_TASK TO CARRY OUT_.
Could you say how many lines below contain the word "jobs"? Give the number with no other text.

[Collected data entries]

PR #100, opened 2023-08-11
Migrate to mamba-org/setup-micromamba@v1

jdblischak:
mamba-org/provision-with-micromamba is deprecated (https://github.com/mamba-org/provision-with-micromamba/pull/122)

Unfortunately it looks like selectors are no longer supported, so I installed `openslide` in a separate step

### DIFF
--- a/.github/workflows/ci.yml
+++ b/.github/workflows/ci.yml
@@ -21,19 +21,20 @@ jobs:
     - uses: actions/checkout@v2
 
     - name: Install Conda environment with Micromamba
-      uses: mamba-org/provision-with-micromamba@main
+      uses: mamba-org/setup-micromamba@v1
       with:
-        environment-file: false
         environment-name: test
-        channels: conda-forge
         cache-downloads: true
-        extra-specs: |
+        create-args: >-
           python=3.7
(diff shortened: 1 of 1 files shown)


jdblischak:
The [jobs](https://github.com/jdblischak/TileDB-BioImaging/actions/runs/5836983215) passed on my fork

Shelnutt2 (approved):
Thanks!

jdblischak:
I was mistaken. The [second attempt also failed](https://github.com/TileDB-Inc/TileDB-BioImaging/actions/runs/5847084080/attempts/2)

Turns out this is a known Issue (#99), and the plan is to remove the Windows CI

ktsitsi:
> I was mistaken. The [second attempt also failed](https://github.com/TileDB-Inc/TileDB-BioImaging/actions/runs/5847084080/attempts/2)
> 
> Turns out this is a known Issue (#99), and the plan is to remove the Windows CI

Hi @jdblischak for now I have left this un-merged since ideally we would like to keep windows in CI, instead of removing it we might want to increase the runner's lifespan duration for supporting the slower tests in Windows.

_SOLUTION_.
2